It's almost time to commit cacticide again.
Among the plants on the old library table in my kitchen are a Christmas cactus and a Thanksgiving cactus. Well, supposedly it's a Thanksgiving cactus, but this past year it bloomed around Halloween and then again at Easter, so it appears to be a bit conflicted in its religious beliefs.
Both plants are thriving, to the point of getting too big for their pots. It's time to either repot them, trim them back severely, or consider even more drastic measures.
I've gone the repotting route before, and I know where it leads. First the plant outgrows a nice middle-sized pot, then a big one, and the next thing you know it's firmly established in a container the size of a coffee table that is too heavy to move. It's having illicit pot parties in the living room and you're too intimidated to say anything.
The last time that happened with the Christmas cactus, I finally took drastic action. I clipped off eight or ten substantial cuttings, started a new plant in a medium-sized pot, and after it was well established I lugged the old plant out onto the deck.
In January. A couple of days later we had a blizzard, and there the poor thing sat, the wind making its frozen fingers scratch against the glass door as if it were pleading to be taken back in. I felt like a murderer. It reminded me of the stories about Eskimos leaving old people out on the ice to die.
Especially because that plant was so old. It had been part of my life for nearly 40 years, and part of the family for much longer. My plant was a gift from my mother when I moved into my first house. It started from cuttings from my grandmother's Christmas cactus. Hers bloomed magnificently every year and had grown into a majestic presence, its gnarled thick stalks growing out of a square wooden pot custom-made for it by my uncle. Grandma's plant, in turn, had come from one belonging to her cousin Minnie, which might well have begun with a gift of cuttings to her mother as early as about 1900.
So cutting back my Christmas cactus or restarting it isn't something to be done lightly. It has a venerable and honorable heritage. Of course, it has a promising future as well. The one I started from it for my daughter is flourishing in her living room.
If I do start a new plant and discard the older part of mine, it really wouldn't be cacticide. It's more like reincarnation.
No wonder the Thanksgiving cactus is so confused.
I love flowers, but have never had a ‘place’ in my houses for live house plants. But I do have flower pots which belonged to my grandmother. In her living room, there was a little alcove with a sort of window seat,and under the big window, grandma kept a lot of house plants. Off to one side was an oleander vine which grew all up the side, over the top and down the other side of the alcove. The house, bay window and all has been gone for many years, but I still have some of the flower pots, which I inheirited from my mother.

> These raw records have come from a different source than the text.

Issue #1864, opened 2017-01-27
Bnd gets confused by ill-formed bundle references


rherrmann:
I am using bnd through Bndtools 3.4.0.DEV and specified an ill-formed macro/variable as follows:
```
test-dependencies: \
    org.junit;version='[4.12.0,5.0.0)' \
    org.mockito;version='[1.9.5,2.0.0)'
```
Note the missing comma to separate the two bundle references.

When referencing the variable, I see these error markers (in Bndtools):

> Cannot find /error/org.junit;version=[1.9.5,2.0.0) Not found in [bnd-cache, Bndtools Hub, aQute.bnd.repository.p2.provider.P2Repository@66927bb2, Maven Central]

> org.junit;version=[1.9.5,2.0.0) Not found in [bnd-cache, Bndtools Hub, aQute.bnd.repository.p2.provider.P2Repository@d48dbd2, Maven Central]

Wouldn't it be clearer if there was an error message saying that `org.junit;version='[4.12.0,5.0.0)' org.mockito;version='[1.9.5,2.0.0)'` is not a valid list of bundle references?

As far as I understand, variables in bnd are resolved on a pure textual base. However, at that point in time, it should be possible to detect which actual format the variable value must have and ensure the formal correctness of the variable.

bjhargrave:
It depends upon where the variable is used. Not what the variable contains. It is just text substitution. 

Of course error reporting can always be improved and such PRs are always welcome.

bjhargrave:
Project.getBundles needs to pass itself to Parameters as a Reporter. OSGiHeaders.parseHeaders can then report the end of a quoted string that is not followed by , ; or end of string.

bjhargrave:
> Project.getBundles needs to pass itself to Parameters as a Reporter.

I have made this change in #1877.

PR #2033, opened 2017-05-11
Bnd gets confused by ill-formed bundle references #1864

pkriens:
The properties parser now detects missing delimiters after 
a quoted string. We could still do checks when we know
what the header means but I think this catches more
of the problems.


pkriens:
Should fix #1864

PR #2134, opened 2017-08-31
Add a new "-readme" bnd instruction to keep in sync readme files 

### LINKED ISSUE #2123: Avoid duplicate information between the readme file and the bnd file
README.md files contains a lot of information that are also present in the bundle manifest such as the bundle name, the description, the developer contacts, licences...

In order to keep this information in sync, the enroute project puts some variables in the readme file : 

> \# ${Bundle-Name}
${Bundle-Description}

This works and the jar contains a proper readme file when include with brackets, but the variables remain unchanged when we access the readme file from GitHub.

I do the reverse by using html tags and bnd macros to extract the manifest headers value, for exemple: 

> \# \<bnd-name\>Great Bundle\</bnd-name\> --> Bundle-Name: Great Bundle

This works but users must know the html tags that I used and the macros are a little complicated. 

A new bnd instruction such as **-readme: true**  could be more useful. This instruction could automatically create/update the readme file at the root of the project/workspace based on the manifest headers and include the readme in the jar at the same time.

Is this feature could be useful ?

cdecode:
Closes   #2123

Add a new bnd instruction to keep in sync the manifest headers values, the component declarations and the metatype declarations with the readme file of a project.

This instruction allows a user to automatically generate /update a markdown file with the information in the manifest. If the bundle provide a declarative service, It can also generate a documentation for it (configuration, lifecyle....)

The core implementation provides 5 public classes:

* ReadmeConfiguration: Used to configure the readme generation.
* ReadmeInformation: Used to represent input data for the readme. 
* ReadmeUpdater: Take an out-of-date readme file content, a current configuration and the data input and return an updated readme file content.
* ReadmeProjectOption: Helper to build the configuration and the data input based on the instruction and the jar.
* ReadmeWorkspaceOption: Helper to build the configuration and the data input based on the instruction and the workspace configuration (not yet implemented).

For the project readme file generation, I have added a doReadme method in the Builder class (like the -pom instruction is implemented, sorry I didn't find a plugin interface that meets the requirements)

Also, I have wrote a documentation of this instruction for further description : [here](https://github.com/cdecode/bnd/blob/2123-readme/docs/_instructions/readme.md)

I am aware of this:
> We're trying very hard to keep Bnd lean and focused. We don't want it to do everything for everybody. This means that we might decide against incorporating a new feature. However, there might be a way to implement that feature on top of Bnd.

If this feature is not expected in bnd, could you give me some hints to integrate this in another way ?! Thanks

Signed-off-by: Clement Delgrange cde@cdecode.org


bjhargrave:
This is a big PR. I will review but it may be a little while til I have time for such a large PR.

Thanks for contributing!

cdecode:
For the review you can find on this repo [https://github.com/cdecode/org.cdecode.firebase](https://github.com/cdecode/org.cdecode.firebase) what the instruction does on a real project.
The instruction is set globally in the build.bnd

PR #2139, opened 2017-09-12
Metadata Generator

### LINKED ISSUE #2138: Generate a file that reports the bundle metadata
This issue derives from the issue #2123 

The goal is to generate a file that resume some metadata extracted from a jar. The metadata could be the manifest headers, the component declarations, the metatype definition, etc.

The preferred format for this file is Json, and is intended to facilitate the access to the metadata of a jar to any processes that need them. So, the generator should not preprocess too much the metadata to keep them generic but can improve the usability by computing default values where possible, preprocessing the localization, etc...

cdecode:
closes #2138 

Contains the metadata generator.

### Packages

* aQute.bnd.metadata.dto:

 Contains a set of DTO that represents the OSGI Alliance manifest headers Core 6, the Bundle-Developers header, the component declarations and the metatype definitions.

 All this DTO expect the default values to be set. All attributes and directives handled by the framework can be accessed directly. The localizations are computed and inserted in DTO that support localization (see DTOUtil). 

* aQute.bnd.metadata: public class
  * MetadataAnalyzer: Take a jar and return the metadata as DTO
  * MetadataJsonIO: Can convert a metadata Json file to metadata DTO and vise versa
  * DTOUtil: can create a deep copy of any DTO (from enroute DTOs implementation) and can translate any localizable DTO to a specific locale (following the OSGI rules). 

* aQute.bnd.metadata: private class

Contains a set of extractor that read the jar and convert to DTO and verify DTO spec. The code is divided by "things to extract" (headers, components, ...) and not by tasks (read jar, verify) so it contains a lot of class.


cdecode:
As for now this PR does not contain a command and is not integrated in the build process, I need to know how you want to do this before. You can see a json result at this location : [https://github.com/cdecode/bnd/blob/2138-metadata/biz.aQute.bndlib.tests/testresources/metadata/bundleResult.json](https://github.com/cdecode/bnd/blob/2138-metadata/biz.aQute.bndlib.tests/testresources/metadata/bundleResult.json)

cdecode:
Ok, so finally I added a command in bnd, you can test on a real jar with:

`bnd metadata -e org.mybundle.jar`

this will generate the json file org.mybundle.json in the current directory. To just print, don't use *-e*

PR #2143, opened 2017-09-19
[reporter] Build structure for reporter.

pkriens:
This implements a command. In the bnd root dir
try:

  java -jar biz.aQute.bnd/generated/biz.aQute.bnd.jar report generate -t biz.aQute.bnd.reporter/xslt/simple.xslt biz.aQute.bnd/generated/biz.aQute.bnd.j
ar

It also implements a ReportGenerator skeleton and it 
will participate in a build when the ReportPostBuildPlugin is added to the
set of plugins (this should happen in Gradle later).

There is also a simplistic testcase.


cdecode:
I think you can close this PR, this was a base for #2169

PR #2145, opened 2017-09-22
[gogo] A diagnostics bundle

pkriens:


rotty3000:
Cool! We just finished writing something like this.

PR #2147, opened 2017-09-27
Fix bndtools#1781: Cannot select JavaSE-9 as EE

njbartlett:


njbartlett:
Fixes https://github.com/bndtools/bndtools/issues/1781

bjhargrave:
There some changes missed. I am investigating...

They are, I’m sure, nearly as old as I am, which is considerably ancient. I have filled them with artificial flowers and set them out on our deck. But since I worry about maybe a hail storm breaking my old pots, they spend most of the time tucked safely away under the wooden deck table and chairs. Some of them have ’37 cents’ marked on them; the price my grandmother paid for them back when’ Heck was a pup’. Now that’s a statement one doesn’t hear much any more, and dates me as well as the pots. Ginny
I remember that bay window.It stuck out on the outside of the house so there was a space below it just right for a small child to fit under. (At least I think we’re talking about the same window.)